How green is my data center? Sun says, 'Very'
Sun Microsystems today announced it had finished building its new, über-efficient data center in Broomfield, Colorado. The company says the facility will reduce electricity costs by more than $1 million (US), cut annual carbon dioxide emissions by 11,000 metric tonnes and trim Sun’s US carbon footprint by 6 percent.
Sun has already unveiled similar, high-efficiency data centers in Santa Clara, California; Blackwater, UK; and Bangalore, India. Building on those construction experiences, the company says it will also offer to help its customers retrofit and/or build their own data centers with equally small eco-footprints.
“As a company we’ve achieved our first 20 percent reduction in electricity usage since 2002, and the Broomfield datacenter is a great step forward in meeting our goal of another 20 percent reduction,” said Dave Douglas, Sun’s chief sustainability officer and senior vice president of cloud computing.
Part of a global consolidation effort that has compressed Sun’s total data center floor space by 60 percent, the new Broomfield facility features a floor area of only 126,000 square feet (11,706 square meters), compared to the previous Colorado data center size of 496,000 square feet (46,080 square meters). Other green features include:
- A flywheel UPS that needs no batteries, eliminating lead and chemical waste;
- A chemical-free water treatment system;
- Enhanced scalability that can boost capacity by up to 40 percent without the need for major construction; and
- The “world’s first and largest installation” of a Liebert advanced XD cooling system with 24 percent more chilling capacity than standard systems.

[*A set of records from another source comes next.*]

PR #2081, opened 2018-06-19
Fix scheme validation logic to apply rule from start instead of end

### LINKED ISSUE #2080: Uri.from fails for scheme ending in digit
Constructing a `Uri` via `Uri.from(scheme = "s3", path = "image.png")` fails with following exception

```
Invalid URI scheme, unexpected character at pos 1 ('3')
akka.http.scaladsl.model.IllegalUriException: Invalid URI scheme, unexpected character at pos 1 ('3')
	at akka.http.scaladsl.model.IllegalUriException$.apply(ErrorInfo.scala:74)
	at akka.http.scaladsl.model.Uri$.fail(Uri.scala:821)
	at akka.http.scaladsl.model.Uri$.normalizeScheme(Uri.scala:776)
	at akka.http.scaladsl.model.Uri$.apply(Uri.scala:228)
	at akka.http.scaladsl.model.Uri$.from(Uri.scala:244)
```

Compared to that `Uri("s3:image.png")` works as expected. Per [RFC 2396][1], Appendix A: 

> scheme        = alpha *( alpha | digit | "+" | "-" | "." )

The scheme should start with alphabet but can end with digit. Looking at [Uri.normalizeScheme][2] it appears that it applies the rule in reverse!

[1]: http://www.ietf.org/rfc/rfc2396.txt
[2]: https://github.com/akka/akka-http/blob/master/akka-http-core/src/main/scala/akka/http/scaladsl/model/Uri.scala#L767

chetanmeh:
`Uri.normalizeScheme` applies the rule to check for. first letter to be alpha from last instead of start. Change that to apply rule from start

Fixes #2080

### DIFF
--- a/akka-http-core/src/main/scala/akka/http/scaladsl/model/Uri.scala
+++ b/akka-http-core/src/main/scala/akka/http/scaladsl/model/Uri.scala
@@ -765,10 +765,10 @@ object Uri {
     else sb.toString
 
   private[http] def normalizeScheme(scheme: String): String = {
-    @tailrec def verify(ix: Int = scheme.length - 1, allowed: CharPredicate = ALPHA, allLower: Boolean = true): Int =
-      if (ix >= 0) {
+    @tailrec def verify(ix: Int = 0, allowed: CharPredicate = ALPHA, allLower: Boolean = true): Int =
+      if (ix < scheme.length) {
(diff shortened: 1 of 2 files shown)


raboof:
OK TO TEST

Sun says the new facility is part of its eco-mission, “Greening Our World, One Datacenter at a Time.”
“With a billion people participating online today, the network consumes more than 100 billion kilowatts of electricity and costs businesses around $7.2 billion in utility bills annually … Some analysts say infrastructure power usage will soon cost more than the hardware itself,” states the company’s Eco Responsibility page. “So it’s clear: what’s good for the environment is imperative for business.”